Given a set of high-order linear recurrences:
$A(1, n): 0, 1, 0, 1, 0, ...$
$A(2, n): a_{n} = 2a_{n-2} - a_{n-4}$
$A(3, n): b_{n} = 3b_{n-2} - 3b_{n-4} + b_{n-6}$
$A(4, n): c_{n} = 4c_{n-2} - 6c_{n-4} + 4c_{a-6} - c_{n-8}$
ans so on.
I want to derive 2D recurrence for $A(m, n)$. Obviously, each of linear recurrences has a characteristic polynomial $(x^2 - 1)^m$ (due to coefficients representing terms of row $m$ of Pascal's triangle). Moreover, each of that recurrences has more or less "nice" explicit formula. So:
- Is it possible to derive 2D recurrence?

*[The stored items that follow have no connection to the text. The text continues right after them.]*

PR #844, opened 2023-05-21
Stripe 7: Redesigned product selection and payment

ericpias:


src/Form/index.tsx
```diff
@@ -913,16 +925,16 @@ function Form({
...
     if (!_draft)
       for (let i = 0; i < activeStep.servar_fields.length; i++) {
-        const servar = activeStep.servar_fields[i].servar;
-        if (servar.type === 'payment_method') {
+        const field = activeStep.servar_fields[i];
+        if (field.servar.type === 'payment_method') {
           const integrationData = integrations?.stripe;
           const actionData: ActionData = {
-            servar,
+            servar: field,
```
bo-dun-1, line 932: why is a field being passed as the servar? if we need a field, then we should just call it a field

src/Form/index.tsx
```diff
@@ -564,6 +568,14 @@ function Form({
       updateFieldOptions
     };
 
+    // This could be a redirect from Stripe following a successful payment checkout
+    checkForPaymentCheckoutCompletion(
```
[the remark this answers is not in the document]
ericpias: Ok, moved it up a few lines to where I think you suggested.

src/utils/logic.ts
```diff
@@ -149,16 +149,23 @@ const COMPARISON_FUNCTIONS: {
...
         l,
         r
-      )
-    ),
-  selections_dont_include: (l, r) =>
-    l.every((l: any) =>
+      );
+    return l.some((l: any) => {
+      if (l && detectType(l) === 'object')
+        // Special behavior for left side objects.  Their keys will be compared to the right side
```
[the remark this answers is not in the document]
ericpias: Added this comment:
// While generally useful, this is specifically for the case where the left side
        // is the feathery.payments.selections field which is an object with keys that are the
        // product ids selected for purchase.

src/Form/index.tsx
```diff
@@ -900,6 +914,13 @@ function Form({
       // need to include value === '' so that we can clear out hidden fields
       if (value !== undefined) hiddenFields[fieldKey] = value;
     });
+    // submit feathery reserved hidden fields
+    fieldValues[FEATHERY_PAYMENTS_SELECTIONS] &&
```
bo-dun-1, line 918: could we put these into standard if statements? it's a little hard to read in this format

src/integrations/stripe.ts
```diff
@@ -271,6 +338,64 @@ export async function collectPayment(
...
+  if (queryParams.get('_feathery_paid') === 'true') {
+    // remove the _feathery_paid parameter from the url
+    queryParams.delete('_feathery_paid');
+    const { origin, pathname, hash } = featheryWindow().location;
+    const newUrl = `${origin}${pathname}?${queryParams}${hash}`;
+    featheryWindow().history.replaceState({}, '', newUrl);
+
+    // search all step buttons and subgrids for the purchase action and complete the payment
+    const paymentElement = [...step.buttons, ...step.subgrids].find((element) =>
+      element.properties?.actions?.find(
```
bo-dun-1, line 358: no need for elvis operator on properties (properties?.)

bo-dun-1 (approved):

- If not, is it possible to derive general explicit formula for that recurrences?
EDIT: Initial values (offset starts from $1$) are:
$A(2, n): 0,3,0,7$
$A(3, n): 0,6,3,31,10,76$
$A(4, n): 0,10,21,117,122,448,367,1131$
$A(5, n): 0,16,89,439,906,2630,3907,9037,11380,23196$
The main problem is that I don't know which initial values would be for $A(m, n)$. So I need a way to generalize it.
The ordinary generating function (OGF for short) of $A(m,n)$, for fixed $m$, is $$F_m(x):=\frac{P_m(x)}{(x^2-1)^m},$$ where $P_m(x)$ is a polynomial of degree $\leq m$.
Since you are interested in $2D$ recursion of $A(m, n)$, we also want to consider the OGF of $A(m+1, n)$, that is $$F_{m+1}(x) := \frac{P_{m+1}(x)}{(x^2-1)^{m+1}}.$$
We obtain $$F_{m+1}(x) = \frac{P_{m+1}(x)F_m(x)}{P_m(x)(x^2-1)}.$$
Suppose $Q(x) = \frac{P_{m+1}(x)}{P_m(x)(x^2-1)} = q_0 + q_1x + q_2x^2 + \dots$. Then $$A(m+1, n) = [x^n]F_{m+1}(x) = [x^n]Q(x)F_m(x) = q_0A(m,n)+q_1A(m,n-1) + \dots + q_nA(m,0).$$
Example: The OGF of $A(1,n): 0, 1, \dots$ is $\frac{x}{1-x^2}$ and the OGF of $A(2,n): 0,3,0,7,\dots$ is $\frac{3x+x^3}{(1-x^2)^2}$. Then $Q(x)=\frac{3+x^2}{1-x^2}=3+4x^2+4x^4+4x^6+\dots$ and so $$A(2,n) = 3A(1,n) + 4A(1,n-2) + 4A(1,n-4) + 4A(1,n-6) + \dots,$$ and so $A(2,6)=3A(1,6)+4A(1,4)+4A(1,2)+4A(1,0) = 0$ as $A(1,0)=A(1,2)=A(1,4)=A(1,6)=0$.